* Record excerpts *
Issue #1666, opened 2022-11-23
[BUG] Admin websocket connection fails with "too many open files" error on MacOs.


matthme:
**Describe the bug**
I'm not sure whether this can be classified as a bug but it seems quite critical that Holochain is able to deal with this scenario:
On MacOS it can quite regularly [occur](https://github.com/holochain/launcher/issues/65) that a connection to the Admin Websocket fails with this error:

```
[2022-11-15T18:27:29.528613+13:00] INFO - [HOLOCHAIN 0.0.162] Nov 15 18:27:29.528  WARN holochain::conductor::interface::websocket: Admin socket connection failed: Too many open files (os error 24)
```
This can be solved by increasing the ulimit like for example described here: https://mampsupportforum.com/viewtopic.php?t=155

However, since this error is not forwarded to the UI in any way (could this added to the js and rust clients?) it is impossible for a UI to give the end-user a useful error message and all he sees is that the hApp doesn't work and a connection to the conductor cannot be established. Furthermore it seems to me that we cannot expect end-users to solve that problem themselves as it requires quite some technical expertise to increase the systems ulimit.

**Expected behavior**
Holochain respects the system-defined ulimit and if a connection to the admin websocket fails with "too many files open", Holochain takes measures to reduce the amount of open files and re-establishes connection. 

**System information:**
 - OS: macOS
 - Browser Tauri Window / Firefox but it doesn't matter
 - Holochain and HDK Version: Latest documented occurence with Holochain v0.0.162, HDK 0.0.152

**Steps to reproduce**
Install many apps in the Holochain Launcher on a system with a relatively small ulimit and try to start them.

**Screenshots**
-

**Additional context**
-

Connoropolous:
this is the main issue that I've seen prevent the (very big, many files) hREA .happ file from working well all the time in the Launcher. 

If you install the hrea_suite.happ file from the Sapling release to the Launcher, you will likely see this occur: 
https://github.com/h-REA/hREA/releases/tag/happ-0.1.0-beta

abe-njama:
@matthme This issue was resolved by rejecting pending connections when the websocket connection closes and making the error message more specific on the client. [Fix](https://github.com/holochain/holochain-client-js/pull/178).

matthme:
[...]

PR #2452, opened 2023-06-02
Add websocket test for heavy use

ThetaSinner:
### Summary

I have another branch that I can use to flood Holochain and prevent further connections https://github.com/holochain/holochain-client-rust/compare/add-spam-example-for-holochain?expand=1. This test proves the problem isn't in the websocket code, or that this test isn't written right to demonstrate the problem. Chances are then that the problem is in the use of this crate in the conductor which at least helps narrow things down. Opening a PR for now to keep track of this branch but not ready to merge!

See the original issue https://github.com/holochain/holochain/issues/1666

### TODO:

### DIFF
--- a/crates/holochain_websocket/tests/integration.rs
+++ b/crates/holochain_websocket/tests/integration.rs
@@ -2,12 +2,12 @@ use std::sync::Arc;
 
 use futures::StreamExt;
 use holochain_serialized_bytes::prelude::*;
-use holochain_websocket::connect;
 use holochain_websocket::ListenerHandle;
 use holochain_websocket::ListenerItem;
 use holochain_websocket::WebsocketConfig;
 use holochain_websocket::WebsocketError;
 use holochain_websocket::WebsocketListener;
+use holochain_websocket::{connect, Pair};
 use stream_cancel::Tripwire;
 use tracing::Instrument;
 use url2::url2;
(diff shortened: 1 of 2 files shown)


ThetaSinner:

* What is required *
Provide every line from the material that contains the word "crates".

* Exercise response *
--- a/crates/holochain_websocket/tests/integration.rs
+++ b/crates/holochain_websocket/tests/integration.rs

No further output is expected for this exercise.